__What you need to do__: Below are lines of data; count those containing the word "This" and write nothing but the number.

__Entries shown__:
++++++++++

PR #5705, opened 2022-02-11
Peer fixes

rickard-green:
* `peer:stop()` currently by default stop a peer node, which is supervised over an erlang distribution connection, by closing the connection. This can cause other code on the peer node to react in undesirable ways to broken links, `'DOWN'` messages, and `nodedown` messages before the `peer` code on the peer node is able to take down the node. This PR makes `peer:stop()` first try to stop the node properly before, as a last resort, disconnecting from it.
* `peer:stop()` could return before a potential connection to the peer node had been closed which could cause issues for some test cases. This PR ensures that `peer:stop()` doesn't return until the connection has been closed.
* Added missing license/copyright header in `peer.erl` (reused the same as used on `pg`).

### DIFF
--- a/lib/stdlib/doc/src/peer.xml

++++++++++

__Result of the exercise__: 2